Private Eyes Electronic Privacy and US Law
[glossary_exclude]The European Union, with GDPR, now has privacy regulation that is consistent and pervasive and crosses state and national boundaries. The U.S., by contrast, has a piecemeal, loose patchwork of federal and state privacy regulations that at times overlap and conflict with one another. (See Figure 1). In addition, the many different government agencies and private industry groups have created “frameworks” and “guidelines” that do not have any enforcement functions, known collectively as “best practices.” These self-regulating best practice frameworks are increasingly being used by regulators as enforcement tools.
The U.S.’ patchwork system has been expanding since at least 1986 with the passage of the Electronic Communications Privacy Act (ECPA), which bridged an existing gap between electronic transfers and computer aided transfers using the Internet. Before the ECPA, U.S. federal law had been developing since 1970 to protect electronic transfers that used traditional telephony. The result is a complicated mess of Congressional acts that contain bits and pieces of relevant law implemented piece-meal as specific actions were deemed to be violations of privacy. This explains in part why lawyers and compliance consultants solicit substantial consultation fees.
Other U.S. Acts that have electronic privacy components include:
- The Federal Trade Commission Act
- The Financial Services Modernization Act
- The Fair Credit Reporting Act
- The Controlling the Assault of Non-Solicited Pornography and Marketing Act (CAN-SPAM act of 2003)
- Computer Fraud and Abuse Act
This hodgepodge system of overlapping laws arguably encourages hacking and necessitates a stronger focus on cybersecurity for organizations trying to secure sensitive and personally identifiable information (PII).
Ultimately, this meant someone needed to define elements of electronic information that should be private and protected. Although it has always been assumed that personal records such as credit card numbers and Social Security numbers must be kept private on the Internet, the federal government has been slow to define PII. In 2008, the United States Federal government defined PII in the broadest terms possible: any information about an individual maintained by an agency, including (1) any information that can be used to distinguish or trace an individual‘s identity, such as name, Social Security number, date and place of birth, mother‘s maiden name, or biometric records; and (2) any other information that is linked or linkable to an individual, such as medical, educational, financial, and employment information.
This definition focuses on privacy after the fact, meaning a person must do something in cyberspace before protection of PII becomes an issue.

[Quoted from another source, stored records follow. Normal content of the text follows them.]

PR #6030, opened 2023-04-12
Locked down demo mvp

mikemorran:
Implementing time-boxed version of simplified demo UI to be released internally. This feature does the following for any hub_id specified as demo room in the admin panel...

- Bypass profile setup step of entry flow (avatar and display name selection)
- Force individual profile settings for default avatar, random name generation, and always hide nametag
- Disable UI elements for...
1. Presence Log when new users enter and leave
2. Chat button
3. Share button
4. Place button
5. Microphone button
6. Object Menu
7. People Menu hover and clickability
8. "Change Name and Avatar" in the more menu
- Disable "T" and "/" hotkeys which open chat
- Prevent separate tab avatar changes with avatar.js

Public release of this feature will occur once room info and settings for a demo room can be programmatically specified in the admin panel. Also, additional edit should be implemented to support an array of demo room hub_ids.

**Specific Feedback Requested:**
@keianhzo I was unable to solve checking for `canVoiceChat` before our hack to request mic when using Safari. This is because the hack requests permissions _before_ we ask reticulum for the hub_id or preferences. Any input on why we request mic permissions so early?

@keianhzo I implemented a pretty sloppy hack in `store.js` to prevent users from updating their avatarId from separate tabs using the avatar.js panel. Any thoughts about how this could be better accomplished, especially since it is using AFRAME?

@nikk15 @nickgrato Any thoughts on how I removed pointer-events on the People Menu in `ui-root.js`, `src/react-components/room/ContentMenu.js`, and `src/react-components/room/ContentMenu.scss`? Could this be improved?

### DIFF
--- a/src/hub.js
+++ b/src/hub.js
@@ -459,12 +459,6 @@ export async function updateEnvironmentForHub(hub, entryManager) {
 
         //TODO: check if the environment was made with spoke to determine if a shape should be added
         traverseMeshesAndAddShapes(environmentEl);
-
-        if (isLockedDownDemoRoom()) {
-          const avatarRig = document.querySelector("#avatar-rig");
-          const avatarId = await fetchRandomDefaultAvatarId();
-          avatarRig.setAttribute("player-info", { avatarSrc: await getAvatarSrc(avatarId) });
-        }
       },
       { once: true }
     );
@@ -502,12 +496,6 @@ export async function updateEnvironmentForHub(hub, entryManager) {
             }
 
             const fader = document.getElementById("viewing-camera").components["fader"];
-
-            if (isLockedDownDemoRoom()) {
-              const avatarRig = document.querySelector("#avatar-rig");
-              const avatarId = await fetchRandomDefaultAvatarId();
-              avatarRig.setAttribute("player-info", { avatarSrc: await getAvatarSrc(avatarId) });
-            }
 
             // Add a slight delay before de-in to reduce hitching.
             setTimeout(() => fader.fadeIn(), 2000);
@@ -847,6 +835,18 @@ document.addEventListener("DOMContentLoaded", async () => {
       () => hubChannel.updateScene(sceneInfo),
       SignInMessages.changeScene
     );
+  });
+
+  scene.addEventListener("hub_updated", async () => {
+    if (isLockedDownDemoRoom()) {
+      const avatarRig = document.querySelector("#avatar-rig");
+      const avatarId = await fetchRandomDefaultAvatarId();
+      avatarRig.setAttribute("player-info", { avatarSrc: await getAvatarSrc(avatarId) });
+    } else {
+      if (scene.is("entered")) {
+        entryManager._setPlayerInfoFromProfile(true);
+      }
+    }
   });
 
   remountUI({
--- a/src/hub.js
+++ b/src/hub.js
@@ -445,7 +445,7 @@ export async function updateEnvironmentForHub(hub, entryManager) {
 
     environmentEl.addEventListener(
       "model-loaded",
-      async () => {
+      () => {
         environmentEl.removeEventListener("model-error", sceneErrorHandler);
 
         console.log(`Scene file initial load took ${Math.round(performance.now() - loadStart)}ms`);
@@ -481,7 +481,7 @@ export async function updateEnvironmentForHub(hub, entryManager) {
       () => {
         environmentEl.addEventListener(
           "model-loaded",
-          async () => {
+          () => {
             environmentEl.removeEventListener("model-error", sceneErrorHandler);
 
             envSystem.updateEnvironment(environmentEl);
--- a/src/hub.js
+++ b/src/hub.js
@@ -159,6 +159,7 @@ import MessageDispatch from "./message-dispatch";
 import SceneEntryManager from "./scene-entry-manager";
 import Subscriptions from "./subscriptions";
 import { createInWorldLogMessage } from "./react-components/chat-message";
+import { fetchRandomDefaultAvatarId } from "./utils/identity.js";
 
 import "./systems/nav";
 import "./systems/frame-scheduler";
@@ -444,7 +445,7 @@ export async function updateEnvironmentForHub(hub, entryManager) {
 
     environmentEl.addEventListener(
       "model-loaded",
-      () => {
+      async () => {
         environmentEl.removeEventListener("model-error", sceneErrorHandler);
 
         console.log(`Scene file initial load took ${Math.round(performance.now() - loadStart)}ms`);
@@ -458,6 +459,12 @@ export async function updateEnvironmentForHub(hub, entryManager) {
 
         //TODO: check if the environment was made with spoke to determine if a shape should be added
         traverseMeshesAndAddShapes(environmentEl);
+
+        if (isLockedDownDemoRoom()) {
+          const avatarRig = document.querySelector("#avatar-rig");
+          const avatarId = await fetchRandomDefaultAvatarId();
+          avatarRig.setAttribute("player-info", { avatarSrc: await getAvatarSrc(avatarId) });
+        }
       },
       { once: true }
     );
@@ -480,7 +487,7 @@ export async function updateEnvironmentForHub(hub, entryManager) {
       () => {
         environmentEl.addEventListener(
           "model-loaded",
-          () => {
+          async () => {
             environmentEl.removeEventListener("model-error", sceneErrorHandler);
 
             envSystem.updateEnvironment(environmentEl);
@@ -495,6 +502,12 @@ export async function updateEnvironmentForHub(hub, entryManager) {
             }
 
             const fader = document.getElementById("viewing-camera").components["fader"];
+
+            if (isLockedDownDemoRoom()) {
+              const avatarRig = document.querySelector("#avatar-rig");
+              const avatarId = await fetchRandomDefaultAvatarId();
+              avatarRig.setAttribute("player-info", { avatarSrc: await getAvatarSrc(avatarId) });
+            }
 
             // Add a slight delay before de-in to reduce hitching.
             setTimeout(() => fader.fadeIn(), 2000);
@@ -765,7 +778,7 @@ document.addEventListener("DOMContentLoaded", async () => {
 
   // If the stored avatar doesn't have a valid src, reset to a legacy avatar.
   const avatarSrc = await getAvatarSrc(store.state.profile.avatarId);
-  if (!avatarSrc || isLockedDownDemoRoom(hubId)) {
+  if (!avatarSrc) {
     await store.resetToRandomDefaultAvatar();
   }
 
--- a/src/hub.js
+++ b/src/hub.js
@@ -764,7 +764,7 @@ document.addEventListener("DOMContentLoaded", async () => {
 
   // If the stored avatar doesn't have a valid src, reset to a legacy avatar.
   const avatarSrc = await getAvatarSrc(store.state.profile.avatarId);
-  if (!avatarSrc) {
+  if (!avatarSrc || configs.feature("is_locked_down_demo_room") === hubId) {
     await store.resetToRandomDefaultAvatar();
   }
 
--- a/src/hub.js
+++ b/src/hub.js
@@ -2,7 +2,8 @@ import {
   getCurrentHubId,
   updateVRHudPresenceCount,
   updateSceneCopresentState,
-  createHubChannelParams
+  createHubChannelParams,
+  isLockedDownDemoRoom
 } from "./utils/hub-utils";
 import "./utils/debug-log";
 import configs from "./utils/configs";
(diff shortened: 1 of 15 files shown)


src/react-components/ui-root.js
```diff
@@ -817,7 +817,11 @@ class UIRoot extends Component {
 
   renderEntryStartPanel = () => {
     const { hasAcceptedProfile, hasChangedName } = this.props.store.state.activity;
-    const promptForNameAndAvatarBeforeEntry = this.props.hubIsBound ? !hasAcceptedProfile : !hasChangedName;
+    //const isLockedDownDemo = configs.feature("is_locked_down_demo_room") === this.props.hub.hub_id;
+    const isLockedDownDemo = true;
```
nikk15, line 821: Reminder to remove this line and uncomment the above before merging :)

src/react-components/ui-root.js
```diff
@@ -1391,7 +1397,8 @@ class UIRoot extends Component {
                         )}
                         <PeopleMenuButton
                           active={this.state.sidebarId === "people"}
-                          onClick={() => this.toggleSidebar("people")}
+                          disabled={isLockedDownDemo}
```
nikk15, line 1400: This looks appropriate to me. @nickgrato ?

nikk15 (dismissed):
I think installing the Prettier extension in VSCode should solve some of the linting issues too. I have my VSCode settings set to "format on save"  :)

src/react-components/room/ContentMenu.js
```diff
@@ -7,9 +7,9 @@ import { ReactComponent as ObjectsIcon } from "../icons/Objects.svg";
 import { ReactComponent as PeopleIcon } from "../icons/People.svg";
 import { FormattedMessage } from "react-intl";
 
-export function ContentMenuButton({ active, children, ...props }) {
+export function ContentMenuButton({ active, disabled, children, ...props }) {
```
nikk15, line 10: You'll wanted to add disabled to the proptypes on line 18. Ideally we want to move to Typescript to solve this, but this is a pretty big file so not sure its worth it for this project. PropType should suffice for now.
eg.
`disabled: PropTypes.bool,`

src/react-components/preferences-screen.js
```diff
@@ -22,6 +22,8 @@ import {
   setMaxResolution
 } from "../utils/screen-orientation-utils";
 import { AAModes } from "../constants";
+import configs from "../utils/configs";
+import { getCurrentHubId } from "../utils/hub-utils";
```
nickgrato, line 26: as far as syntax goes I don't see any issues in the pr the only thing i'd suggest is :

There are quite a few files  where you are importing the same methods "config" and "getCurrentHubId"

I think since hub-utils already imports config I would add a function in hub-utils like

```
export function isLockedDownDemoRoom(id){
  hubId = id ? id : getCurrentHubId();
  return configs.feature("is_locked_down_demo_room") === hubId
}
```

and then you can use  isLockedDownDemoRoom() or isLockedDownDemoRoom(someID)

src/react-components/ui-root.js
nickgrato: @nikk15 are you asking about the disabled prop?

src/react-components/ui-root.js
mikemorran: Thank you for catching this!

src/react-components/preferences-screen.js
mikemorran: Great idea!

src/react-components/room/ContentMenu.js
mikemorran: Amazing! Thanks for catching this as well!

src/react-components/ui-root.js
nickgrato: yea looks like it drills down to the <button> eventually and disabled is an accurate button attr  🤷‍♂️

keianhzo (changes requested):
This is close to be ready. I have left a few comments, let me know if you need more context.

src/react-components/room/ChatSidebar.js
```diff
@@ -279,6 +280,9 @@ const logMessages = defineMessages({
 
 // TODO: use react-intl's defineMessages to get proper extraction
 export function formatSystemMessage(entry, intl) {
+  if (isLockedDownDemoRoom()) {
```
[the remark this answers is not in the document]
mikemorran: Great idea!

src/react-components/ui-root.js
```diff
@@ -817,7 +818,10 @@ class UIRoot extends Component {
 
   renderEntryStartPanel = () => {
     const { hasAcceptedProfile, hasChangedName } = this.props.store.state.activity;
-    const promptForNameAndAvatarBeforeEntry = this.props.hubIsBound ? !hasAcceptedProfile : !hasChangedName;
+    const isLockedDownDemo = isLockedDownDemoRoom(this.props.hub.hub_id);
```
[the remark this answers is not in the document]
mikemorran: My thinking is that it is still important to be able to test your speaker output in the entry flow. I might ask Jacob if this is truly a priority, but I anticipate skipping the audio step will lead to difficulty troubleshooting audio experiences.

src/react-components/preferences-screen.js
```diff
@@ -1210,55 +1211,63 @@ class PreferencesScreen extends Component {
...
-          },
-          {
-            key: "nametagVisibilityDistance",
-            prefType: PREFERENCE_LIST_ITEM_TYPE.NUMBER_WITH_RANGE,
-            min: 1,
-            max: 20,
-            step: 1,
-            digits: 2
-          },
+          ...(!isLockedDownDemoRoom()
```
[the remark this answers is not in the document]
mikemorran: Thanks for the catch!

src/react-components/room/ContentMenu.scss
```diff
@@ -72,3 +72,12 @@
...
   background-color: theme.$border1-color;
 }
+
+:local(.disabled) {
+  pointer-events: none;
+  background-color: theme.$transparent;
+
+  svg {
+    color: theme.$text5-color;
+  }
```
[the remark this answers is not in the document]
mikemorran: Gotcha!

src/systems/ui-hotkeys.js
```diff
@@ -23,11 +24,11 @@ AFRAME.registerSystem("ui-hotkeys", {
       this.userinput = this.el.systems.userinput;
     }
 
-    if (this.userinput.get(paths.actions.focusChat)) {
+    if (this.userinput.get(paths.actions.focusChat) && !isLockedDownDemoRoom()) {
```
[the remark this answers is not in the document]
mikemorran: Good call!

mikemorran:
@keianhzo Re: hack to prevent avatar selection in a separate tab.

I am attempting to allow default avatar selection on initial connection, not avatar selection in the entry flow, before disabling any avatar changes. This is important to force all users joining a demo room to choose from a default avatar and not bring in an avatar from their previous session in a different room. Since avatar.js does not specify that avatarID was changed in a separate tab, I am doing this weird hack to only allow avatarID changes on initial connection to a demo room (hence trying to judge when the scene is loaded). Happy to discuss further!

src/react-components/ui-root.js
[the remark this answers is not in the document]
keianhzo: ok, I wasn't sure about what was the expected behavior there. In that case it might be a good idea to disable the audio input setup. That will disable the mic permissions trigger. We can do that here:

https://github.com/mozilla/hubs/blob/7518e63052521b07c302f42bf7c16121f276ddfc/src/react-components/room/MicSetupModalContainer.js#L38

mikemorran (commented):
Feedback implemented!

mikemorran:
> I think installing the Prettier extension in VSCode should solve some of the linting issues too. I have my VSCode settings set to "format on save" :)

Implemented

mikemorran:
Re-opening accidental close

src/storage/store.js
```diff
@@ -401,6 +402,20 @@ export default class Store extends EventTarget {
   }
 
   update(newState, mergeOpts) {
+    // Check if in demo room before changing avatar. This feature is meant to prevent any avatarID changes triggered from an avatar.js panel ONLY. "Change Name & Avatar" button in More Menu is disabled at a UI level.
```
keianhzo, line 405: Looking at this again, I don't think this is avoiding an avatar update. This is called by the `avatar.js` page and there we don't have any context about the current `hub_id`. We just update the store and that event is recived in any other open document that is using the same local storage origin.

It seems that we are processing that here:
https://github.com/mozilla/hubs/blob/b8f775f10da2fdd2b9515adc992050ca7c3cf986/src/scene-entry-manager.js#L180

And there we can correctly get the `hub_id` so I think we can revert the changes here and add that logic there.

keianhzo (changes requested):
I missed the avatar thing in my previous review. As soon as that's updated I think this is ready to go.

src/react-components/ui-root.js
```diff
@@ -1415,7 +1426,7 @@ class UIRoot extends Component {
                         }}
                       />
                     )}
-                    {this.state.sidebarId !== "chat" && this.props.hub && (
+                    {!isLockedDownDemo && this.state.sidebarId !== "chat" && this.props.hub && (
```
keianhzo, line 1429: Looking at this again, as we don't really want any messages, I think we should be good just remoing this tow `isLockDownDemo` from:
https://github.com/mozilla/hubs/blob/a87f4b937fb4fa3b8badf4f116eb8489b329d72d/src/react-components/ui-root.js#L1429
and
https://github.com/mozilla/hubs/blob/a87f4b937fb4fa3b8badf4f116eb8489b329d72d/src/react-components/ui-root.js#L1453

and move it to where we receive the messages:
https://github.com/mozilla/hubs/blob/a87f4b937fb4fa3b8badf4f116eb8489b329d72d/src/message-dispatch.js#L58-L61

We can just return there if it's a lock down demo:
```javascript
  receive(message) {
    if (isLockedDownDemoRoom()) return;

    this.addToPresenceLog(message);
    this.dispatchEvent(new CustomEvent("message", { detail: message }));
  }
```
so we minimize the changes surface.

src/storage/store.js
```diff
@@ -318,7 +319,7 @@ export default class Store extends EventTarget {
     }
 
     // Regenerate name to encourage users to change it.
-    if (!this.state.activity.hasChangedName) {
+    if (!this.state.activity.hasChangedName || isLockedDownDemoRoom()) {
```
keianhzo, line 322: I don't think we want to update the display name. We are not really showing this anywhere as we have removed the nametag, the logs and the people panel so we should be good with resetting this whole file.

src/hub.js
```diff
@@ -495,6 +503,12 @@ export async function updateEnvironmentForHub(hub, entryManager) {
 
             const fader = document.getElementById("viewing-camera").components["fader"];
 
+            if (isLockedDownDemoRoom()) {
```
keianhzo, line 506: Trying to find a better place for this, the best place I can think of is here after the `scene_media_selected` listener:
https://github.com/mozilla/hubs/blob/a87f4b937fb4fa3b8badf4f116eb8489b329d72d/src/hub.js#L852

We can add something there like:
```javascript
  scene.addEventListener("hub_updated", async () => {
    if (isLockedDownDemoRoom()) {
      const avatarRig = document.querySelector("#avatar-rig");
      const avatarId = await fetchRandomDefaultAvatarId();
      avatarRig.setAttribute("player-info", { avatarSrc: await getAvatarSrc(avatarId) });
    } else {
      if (scene.is("entered")) {
        entryManager._setPlayerInfoFromProfile(true);
      }
    }
  });
```

This will minimize the number of changes in the codebase a little bit.

keianhzo (changes requested):
I've made a couple more suggestion to try to minimize the changes impact. I think after this we should be good to go!

src/react-components/ui-root.js
mikemorran: Agreed! This is a more elegant solution!

src/storage/store.js
mikemorran: Agreed!

src/hub.js
mikemorran: Amazing! Agreed!

src/hub.js
```diff
@@ -443,7 +445,7 @@ export async function updateEnvironmentForHub(hub, entryManager) {
 
     environmentEl.addEventListener(
       "model-loaded",
-      () => {
+      async () => {
```
keianhzo, line 448: I think this was left from a previous change.

src/hub.js
```diff
@@ -479,7 +481,7 @@ export async function updateEnvironmentForHub(hub, entryManager) {
       () => {
         environmentEl.addEventListener(
           "model-loaded",
-          () => {
+          async () => {
```
keianhzo, line 484: Same for this

keianhzo (changes requested):
I think when we remove those two things that were left we are good.

src/hub.js
mikemorran: Good catch!

keianhzo (approved):
Nice! this looks ready to ship after a QA pass.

This definition is problematic, in part because it is reactive, but also because the EU and most of the rest of the developed world view electronic privacy as a human right. In the US electronic privacy is “action-focused.” The EU defines electronic privacy as “person-focused.”
The EU approaches PII from the “person” perspective, or what actions a person could potentially undergo that would trigger PII protection. This aligns with Article 8 of the European Convention on Human Rights: “everyone has the right to respect for his private and family life.”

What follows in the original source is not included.